Forse sono stato troppo aggressivo. Perché adesso non solo non parla, ma pare che neppure più senta. Così decido che è meglio fare finta di nulla. Quando esco dal bagno non lo vedo più. Nemmeno lo trovo. Lo cerco a destra e a manca, dentro e fuori. Alla fine torno alla cabina del Tir. Sul cruscotto ci sono una tessera della polizia è una lettera. Le prendo. Quasi non ci credo, ma a volte la verità è come un razzo che vola senza sapere dove.

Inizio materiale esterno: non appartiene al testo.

PR #1217, opened 2026-05-05
Remove stressng/uperf version pinning

arpsharm:
## Summary
- Remove version pinning from Dockerfile, install latest stress-ng/uperf/python3-pyyaml
- Matches benchmark-operator behavior of always using latest versions

## Summary by CodeRabbit

* **Chores**
  * Updated Docker image configuration to install latest available versions of development tools instead of specific pinned versions.


ebattat (approved):
/approved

Avrei potuto arrestarti. Avrei dovuto farlo alla consegna del carico. Ma quando ho saputo della destinazione è cambiato tutto. Non si può perdere un appuntamento con il destino. Tre cose allineate lungo la strada: la mia vita da clown, la luna e Parigi. La quarta è nel mio nome, e da sempre mi ha costretto a dividere la mia anima in due: giullare di giorno, infiltrato di notte. Non poteva durare in eterno. Parigi e la luna mi aspettavano. La strada mi aspettava. Tu la conosci la strada. Mette insieme sempre le situazioni più strane, fino a quando un giorno ti accorgi che ti stavo aspettando. È quello il tuo momento, altrimenti ti ritrovi come Cirano Bourlenguer: un nome da eroe su un volto da clown.
Smacco
PS perché battersi solo quando la vittoria è certa?

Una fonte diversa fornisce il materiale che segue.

PR #1221, opened 2026-05-11
Support HammerDB flat run using the HAMMERDB_CONFIG environment variable

ebattat:
## Summary
- Add optional `HAMMERDB_CONFIG` env var to override HammerDB template defaults at runtime
- Supports: `db_min_workers`, `db_num_workers`, `db_warehouses`, `runtime`, `rampup`, `iterations`, `transactions`
- For flat run (no ramp-up): set `db_min_workers` = `db_num_workers`
- Fix hardcoded `rampup`/`runtime` in winmssql `05_hammerdb-auto-runs` script (was always 1)
- Add SSH key verification with diagnostic message for cloudbase-init failures
- Add `WINDOWS_URL` accessibility check at startup

## Usage
```bash
# test_ci defaults (no override needed):
# db_min_workers=1, db_num_workers=2, db_warehouses=2, runtime=1, rampup=1, iterations=2

# Flat 32-thread, 60 min run:
HAMMERDB_CONFIG="{'db_min_workers': 32, 'db_num_workers': 32, 'runtime': 60, 'iterations': 1}"

# Custom warehouses + duration:
HAMMERDB_CONFIG="{'db_warehouses': 192, 'runtime': 120}"
```

## Test plan
- [x] Verify default behavior unchanged (no HAMMERDB_CONFIG set)
- [x] Verify flat run with db_min_workers = db_num_workers
- [x] Verify runtime override renders correctly in generated scripts
- [x] Golden file tests pass

Assisted-by: Claude Code

## Summary by CodeRabbit

* **New Features**
  * Environment-variable override for HammerDB template data
  * New template parameters to configure minimum workers and iteration count

* **Improvements**
  * Workload generation respects configurable min-worker and iteration settings
  * Windows VM initialization: URL reachability check, clearer SSH/setup guidance, and non-fatal SSH key presence warning

[Review Change Stack](https://app.coderabbit.ai/change-stack/redhat-performance/benchmark-runner/pull/1221?utm_source=github_walkthrough&utm_medium=github&utm_campaign=change_stack)

### DIFF
--- a/benchmark_runner/common/template_operations/template_operations.py
+++ b/benchmark_runner/common/template_operations/template_operations.py
@@ -150,6 +150,11 @@ class TemplateOperations:
 
         render_data = self.__build_template_data(template_render_data, workload_data)
 
+        hammerdb_config = self.__environment_variables_dict.get('hammerdb_config', {})
+        if hammerdb_config:
+            logger.info(f'HAMMERDB_CONFIG override: {hammerdb_config}')
+            render_data.update(hammerdb_config)
+
         out_files = []
         standard_template_path = os.path.join(workload_dir_path, 'internal_data', self.__standard_template_file)
         if os.path.isfile(standard_template_path):
--- a/benchmark_runner/common/template_operations/template_operations.py
+++ b/benchmark_runner/common/template_operations/template_operations.py
@@ -153,6 +153,14 @@ class TemplateOperations:
 
         render_data = self.__build_template_data(template_render_data, workload_data)
 
+        hammerdb_config = self.__environment_variables_dict.get('hammerdb_config', {})
+        if hammerdb_config and 'hammerdb' in self.__workload_name:
+            unknown_keys = set(hammerdb_config.keys()) - set(render_data.keys())
+            if unknown_keys:
+                logger.warning(f'HAMMERDB_CONFIG unknown keys (will be ignored): {unknown_keys}')
+            logger.info(f'HAMMERDB_CONFIG override: {hammerdb_config}')
+            render_data.update(hammerdb_config)
+
         out_files = []
         standard_template_path = os.path.join(workload_dir_path, 'internal_data', self.__standard_template_file)
         if os.path.isfile(standard_template_path):
--- a/benchmark_runner/common/template_operations/templates/hammerdb/hammerdb_data_template.yaml
+++ b/benchmark_runner/common/template_operations/templates/hammerdb/hammerdb_data_template.yaml
@@ -9,6 +9,8 @@ template_data:
     pin_node2: "{{ pin_node2 }}"
     odf_pvc: {{ odf_pvc }}
     transactions: 100000
+    db_min_workers: 1
+    iterations: 2
     rampup: 1
     runtime: 1
   run_type:
--- a/benchmark_runner/common/template_operations/templates/hammerdb/internal_data/hammerdb_mariadb_configmap.yaml
+++ b/benchmark_runner/common/template_operations/templates/hammerdb/internal_data/hammerdb_mariadb_configmap.yaml
@@ -94,7 +94,7 @@ data:
     set workers {{ db_num_workers }}
     set transactions {{ transactions }}
     set samples 1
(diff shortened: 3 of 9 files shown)


ebattat (commented):
[Claude Code] Reviewed all 5 CodeRabbit findings. Here's what was addressed:

## Fixed

**#1 — VU doubling can skip peak (winmssql PowerShell template)**
Added a guard to ensure `db_min_workers <= db_num_workers` (fail-fast with clear error) and appended `$maxVU` to `$vuCounts` if the doubling loop didn't land on it. This prevents the peak VU count from being silently skipped when doubling doesn't align exactly.

The same doubling pattern exists in the 3 hammerdb Tcl configmaps (mariadb, mssql, postgres), but those are not affected — `db_min_workers` and `db_num_workers` are always powers of 2 (1→2→4→8→16→32), so the loop always lands on the peak.

## Skipped (with reasoning)

**#2 — `ast.literal_eval` crash on malformed `HAMMERDB_CONFIG`**: Crashing on invalid input is the correct behavior. A silent fallback to `{}` would hide the misconfiguration and run benchmarks with wrong defaults, which is worse than failing loudly.

**#3 — URL scheme validation for `WINDOWS_URL`**: The URL comes from an operator-controlled environment variable, not untrusted user input. Scheme validation adds complexity without meaningful security benefit in this context.

**#4 — Scope `hammerdb_config` to hammerdb workloads only**: Jinja2 ignores unused variables in `render_data`. Extra keys from `hammerdb_config` are harmless when applied to non-hammerdb workloads.

**#5 — `iterations < 1` guard**: The value comes from template defaults (2) or explicit `HAMMERDB_CONFIG` override. Setting `iterations=0` is user error, not a code defect.

arpsharm (commented):
[render_data.update(hammerdb_config)](https://github.com/redhat-performance/benchmark-runner/blob/fabe3b510e49df5b84dca5fd88e1aabe67fa10dd/benchmark_runner/common/template_operations/template_operations.py#L159) accepts any keys without validation. A typo like db_nmu_workers instead of db_num_workers silently falls through to defaults. Worth adding a warning for unknown keys?

ebattat:
@arpsharm, I don't think we should do key validation, the user should verify that they entered the correct values.

ebattat (commented):
[Claude Code] Addressed CodeRabbit review findings:

## Fixed

**Hardcoded username in SSH diagnostic message (`winmssql_vm.py:87`)**
Replaced hardcoded `'Administrator'` with `self.__username` so the diagnostic message uses the configured VM user.

## Skipped (with reasoning)

**`save_error_logs` in child processes (`winmssql_vm.py:84-95`)**: This is the existing pattern used across all workloads (vdbench, bootstorm, hammerdb). Changing it only for winmssql would be inconsistent. If this needs to change, it should be a separate refactoring PR across all workloads.

**URL scheme validation (`winmssql_vm.py:24-27`)**: The URL comes from an operator-controlled environment variable, not untrusted user input. Adding scheme validation adds complexity without meaningful security benefit in this context.

arpsharm (commented):
[render_data.update(hammerdb_config)](https://github.com/redhat-performance/benchmark-runner/blob/5f9a9b377e9cce5950c04e16973440b96b8d2523/benchmark_runner/common/template_operations/template_operations.py#L159) applies to all workloads. If HAMMERDB_CONFIG is set while running a non-hammerdb workload, keys leak into that template context. Should guard with an if-hammerdb check.

ebattat:
[Claude Code] Fixed in c30a20b5 — added a warning for unknown keys in HAMMERDB_CONFIG so typos like `db_nmu_workers` are surfaced in the logs instead of silently falling through to defaults.

ebattat:
[Claude Code] Fixed in c30a20b5 — added `and 'hammerdb' in self.__workload_name` guard so HAMMERDB_CONFIG only applies when running a hammerdb workload, preventing keys from leaking into other template contexts.

arpsharm (approved):
/lgtm — both previous review comments addressed (unknown key validation + hammerdb guard). Minor nit: unused 'from multiprocessing import Process' import in winmssql_vm.py.

arpsharm (approved):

PPS non fidarti di Perdono. Lui fa il doppio gioco.
© Gianni Aniello 1998 All rights reserved
Questo racconto fu scritto nel 1998 durante il lavoro che portò alla pubblicazione de “Il racconto breve”, Edizioni del Delfino, 2000. all’epoca l’internet era agli albori eppure la misura e lo stile si sposano oggi perfettamente a una pubblicazione su web. L’idea editoriale e il coordinamento del gruppo di lavoro fu di Giannino Di Stasio, persona generosa e competente che spesso ha avuto idee che hanno precorso i tempi.